**What is needed**
Each entry that follows must be output without any deviation.
Extracted information START
PR #276, opened 2021-11-30
refactor(client): add hint when missing WebSocket impl for Node

benjie:
Might save someone a few seconds :wink:


enisdenjo (approved):
LGTM, thanks Benjie!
Extracted information END
**Solution**
PR #276, opened 2021-11-30
refactor(client): add hint when missing WebSocket impl for Node

benjie:
Might save someone a few seconds :wink:


enisdenjo (approved):
LGTM, thanks Benjie!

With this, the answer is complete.